Luxemburger Wort

A contre-temps

- Par Gaston Carré

Billet

La pandémie a mené au télétravai­l, celui-ci est une pratique solitaire et la solitude se dilate par dynamique intrinsèqu­e: qui se sent seul se sent seul de plus en plus et qui se croit seul au monde s’y croit unique, dans une inclinatio­n psychologi­que où l’on glisse très vite du doute à la suspicion, quand le sentiment d’être unique fait germer l’idée que vous êtes seul aussi à travailler.

Voilà un an que je me dévoue à l’entreprise, seul dans mon coin de cuisine, dans la conviction que 60 collègues travaillen­t de même, chacun dans sa solitude dévouée. Et là soudain dans mon coin je glisse, sur la pente morbide qui conduit au délire paranoïde: qu’est-ce qui me prouve que les autres aussi travaillen­t?

Les collègues certes me font signe. Coucous, saluts, émoticones par WhatsApp ou SMS, messagers de la collectivi­té laborieuse. Mais d’où me chantent-ils, les coucous? Va savoir s’ils ne sont pas aux Baléares, les laborieux, en tongs sous les cocotiers! Va savoir si le patron même n’est pas en babouches à la réunion virtuelle du personnel absentiel, émettant d’un ryad à Marrakech?

Qui me dit que je ne suis pas, de son message, le seul destinatai­re, que les babouches ont viré les camarades, dont les signaux brasillent dans la toile comme dans la voie lactée brillent encore des astres morts? Qui me dit même que l’entreprise existe encore? Que je ne suis pas le galérien qui rame et soudain s’avise qu’il n’y a personne pour le fouetter, et qu’au demeurant il n’y a plus de galère non plus?

Est-ce pour parer à la parano que le «gongbang» a été créé? Il s’agit d’une applicatio­n numérique par quoi des étudiants s’exposent entrain d’étudier, comme pour prouver leur assiduité.
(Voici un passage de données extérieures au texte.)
PR #46759, opened 2026-03-09
[receiver/kafkareceiver] Avoid map allocation in contextWithHeaders when no headers

paulojmdias:
#### Description

`contextWithHeaders` is called on every Kafka message and always allocates a `map[string][]string` even when there are no headers. Adding a `len()` method to the `messageHeaders` interface lets us early-return for headerless messages (skipping the map alloc entirely) and pass a size hint to `make` for the headers-present path (avoiding map grow/rehash).

The impact is not really huge, but I think it deserves a review, so I decided to propose this PR.

```
goos: darwin
goarch: arm64
pkg: github.com/open-telemetry/opentelemetry-collector-contrib/receiver/kafkareceiver
cpu: Apple M3 Pro
                                 │ headers_main.txt │           headers_fix.txt            │
                                 │      sec/op      │    sec/op     vs base                │
ContextWithHeaders/no_headers-12       65.185n ± 9%   2.144n ±  3%  -96.71% (p=0.000 n=10)
ContextWithHeaders/1_header-12          330.9n ± 5%   334.1n ± 10%        ~ (p=0.853 n=10)
ContextWithHeaders/5_headers-12         532.9n ± 6%   559.3n ±  6%        ~ (p=0.052 n=10)
geomean                                 225.7n        73.73n        -67.33%

                                 │ headers_main.txt │              headers_fix.txt              │
                                 │       B/op       │     B/op      vs base                     │
ContextWithHeaders/no_headers-12         112.0 ± 0%       0.0 ± 0%  -100.00% (p=0.000 n=10)
ContextWithHeaders/1_header-12           984.0 ± 0%     984.0 ± 0%         ~ (p=1.000 n=10) ¹
ContextWithHeaders/5_headers-12        1.039Ki ± 0%   1.039Ki ± 0%         ~ (p=1.000 n=10) ¹
geomean                                  489.5                      ?                       ² ³
¹ all samples are equal
² summaries must be >0 to compute geomean
³ ratios must be >0 to compute geomean

                                 │ headers_main.txt │             headers_fix.txt             │
                                 │    allocs/op     │ allocs/op   vs base                     │
ContextWithHeaders/no_headers-12         4.000 ± 0%   0.000 ± 0%  -100.00% (p=0.000 n=10)
ContextWithHeaders/1_header-12           11.00 ± 0%   11.00 ± 0%         ~ (p=1.000 n=10) ¹
ContextWithHeaders/5_headers-12          19.00 ± 0%   19.00 ± 0%         ~ (p=1.000 n=10) ¹
geomean
```

#### Testing

Added a benchmark test for this use-case.


axw (approved):
LGTM, thanks @paulojmdias. We should probably remove the messageHeaders abstraction now that the Sarama implementation is gone.

paulojmdias:
> LGTM, thanks @paulojmdias. We should probably remove the messageHeaders abstraction now that the Sarama implementation is gone.

Yes, I'll take it on another PR to be easier for review.

I'll create issues for that also 👍 

Thanks for the reminder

Or il s’agit de plans fixes, on entend juste les pages tourner, ça dure des heures, parfois on ne voit pas même les visages, mais ces vidéos sont vues par des milliers d’autres étudiants qui disent se sentir moins seuls ainsi. On comprend alors que le but des esseulés n’est pas de montrer qu’ils travaillen­t, ni de vérifier si travaillen­t les autres, mais de signifier qu’ils sont nombreux à être seuls, et de tenter dès lors d’être seuls ensemble.

C’est un théâtre muet, sans action ni interactio­n, c’est un premier acte qui s’éternise, les personnage­s sont en place mais rien ne se passe, rien qu’un trafic de signes, au sein d’un agrégat dont la seule réciprocit­é est le signalemen­t de sa dispersion. Un théâtre tragique, parce que c’est de jeunes surtout qu’il s’agit, et que ceux-là sont, quoi qu’on dise, les victimes véritables de la crise.

A 12 ou 15 ans ces jeunes apprennent à être seuls, à un âge où d’ordinaire on apprend la socialité. A 18 ans ils devront apprendre l’être-ensemble, à un âge où d’ordinaire on découvre la solitude. Tous vivent à contre-temps, un temps qui accable leur jeunesse en ce qu’elle a de meilleur: les premières fois, les promesses du lendemain et l’expérience de la légèreté, quand rien ne pèse, emporté par le flux des jours. Ils n’ont pas 18 ans ces jeunes, et déjà ils ont manqué deux printemps.